La récupération d'espace-disque à la partition n°*2* est effective : de *200 Go* => à *319,2 Go*. Donc la partition de secours restaurée est fonctionnelle.


le message d'erreur sur la commande n° *2* de suppression de la partition de queue de disque --> est en fait l'effet d'un bogue. Il y a d'abord suppression effective de la partition (la preuve : la récupération de son espace) > puis il se produit une espèce de boucle dans la commande *diskutil* qui réadresse la partition et... ne la trouve plus. Donc le *no such file* etc. n'a pas une valeur a priori (partition pas trouvée donc pas supprimée) > mais une valeur a posteriori (partition supprimée donc plus trouvée).

la fonctionnalité formelle de la partition de secours restaurée fait que tu peux tenter de nouveau un partitionnement via l'Assistant BootCamp pour réinstaller Windows-7.
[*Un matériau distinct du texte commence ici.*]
PR #97858, opened 2026-08-29
feat(browser): support Dia as a real-profile Chromium browser

dappermint:
## Summary

Dia (The Browser Company) is a Chromium browser, but real-profile browsing rejected it as non-Chromium. On a machine where Dia is the OS default, `browser.use_real_profile: true` fails every time with:

> browser.use_real_profile is on, but your default browser is not a supported Chromium browser (Chrome, Edge, Brave, Chromium).

It turned out to be missing detection, not a missing capability. I verified Dia speaks CDP with nothing stripped **before** writing any code:

```bash
open -na /Applications/Dia.app --args --remote-debugging-port=9333 \
  --user-data-dir=/tmp/dia-cdp-test --no-first-run
curl -s http://127.0.0.1:9333/json/version
```
```json
{ "Browser": "Chrome/152.0.7977.65", "Protocol-Version": "1.3" }
```

Its profile is at `~/Library/Application Support/Dia/User Data` in the standard Chromium layout (`Local State` + `Default/`), so the existing snapshot path needs no changes at all.

## What changed

Dia is registered at the five sites in `browser_connect.py` that already enumerate supported browsers:

| Site | Addition |
|---|---|
| `_DARWIN_APPS` | `/Applications/Dia.app/Contents/MacOS/Dia` |
| `_CHROMIUM_BROWSERS` | `"dia"` |
| `_DARWIN_BUNDLE_MAP` | `("company.thebrowser.dia", "dia")` |
| `_real_profile_relparts` | `("Dia", "User Data")` |
| `chromium_executable` (Darwin) | Dia binary path |

The four user-facing strings that enumerate supported browsers are updated alongside (tool error messages, config comment, docs, desktop settings copy). Leaving them stale would tell users Dia is unsupported while it demonstrably works.

macOS-only, matching where Dia ships. Linux/Windows tables are untouched.

## Test plan

- [x] `tests/hermes_cli/test_browser_connect_default_chromium.py` — **31 passed**
- [x] New bundle-map case is **mutation-verified**: with the `_DARWIN_BUNDLE_MAP` entry removed, `test_bundle_map[company.thebrowser.Dia-dia]` fails while the other four still pass. It guards the mapping rather than restating it.
- [x] No regression: `chrome` / `brave` / `edge` / `chromium` profile paths and detection are byte-identical before and after.
- [x] End-to-end against real imports — `detect_default_chromium()` returns `dia`, `real_profile_data_dir("dia")` resolves to a directory that exists and contains `Default/`.

The 18 errors from the wider `-k 'browser_connect or real_profile'` selection are a missing `fastapi` in my test sandbox, and reproduce identically on unmodified `main`. Unrelated to this change.

## Note for maintainers (separate, pre-existing issue)

While testing this I hit a bug that is **not** Dia-specific and is **not** addressed here, but is worth a look:

`snapshot_real_profile()` → `_mirror_profile_auth()` hangs on `Web Data` when the source browser is **running**. `Cookies`, `Login Data` and `Login Data For Account` all mirror fine, but `Web Data` stays 0 bytes indefinitely — sqlite's online-backup restarts its pass whenever the source is written, and a live browser writes that DB continuously, so it never converges.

pour recharger le volume *Recovery HD* actuel d'un dossier contenant un OS de secours démarrable (bien utile à l'occasion) --> connecte-toi à ton compte à l'AppStore > regarde à l'onglet "*Achats*" si tu as un *OS X Yosemite* téléchargeable. Si c'est le cas > tu télécharges l'installateur et tu déclenches à la fin l'installation à destination du volume *Macintosh HD* démarré. Le Logiciel-Système sera restauré > ton compte non touché (ni les applications tierces) > mais en 1ère instance > le volume *Recovery HD* sera restauré du contenu de l'OS de secours qui lui manque.


----------